* [EXTRACTED MATERIAL]

PR #1164, opened 2019-12-17
INFENG-10230 use deep equals for dart collections

brianshannan-wf:
Dart collections (lists, sets, maps) don't implement and equals method by default. The standard seems to be to use `package:collection/collection.dart` to do this, if that's not the proper way to do things in dart it should be easy to change it, but this appears to work.

For some reason `yum autoremove` decided it needed to remove systemd which didn't go well so I got rid of the autoremove command.

@Workiva/product2 @sagesmith-wf


aviary-wf:
## Security Insights

## Action Items
---

kevinfrommelt-wf:
+1

compiler/generator/dartlang/generator.go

* [EXERCISE DETAILS] Everything from the line with "## Security Insights" to the end of the listing, and only that, is to be set down exactly, line by line.

* [YOUR SOLUTION]
## Security Insights

## Action Items
---

kevinfrommelt-wf:
+1

compiler/generator/dartlang/generator.go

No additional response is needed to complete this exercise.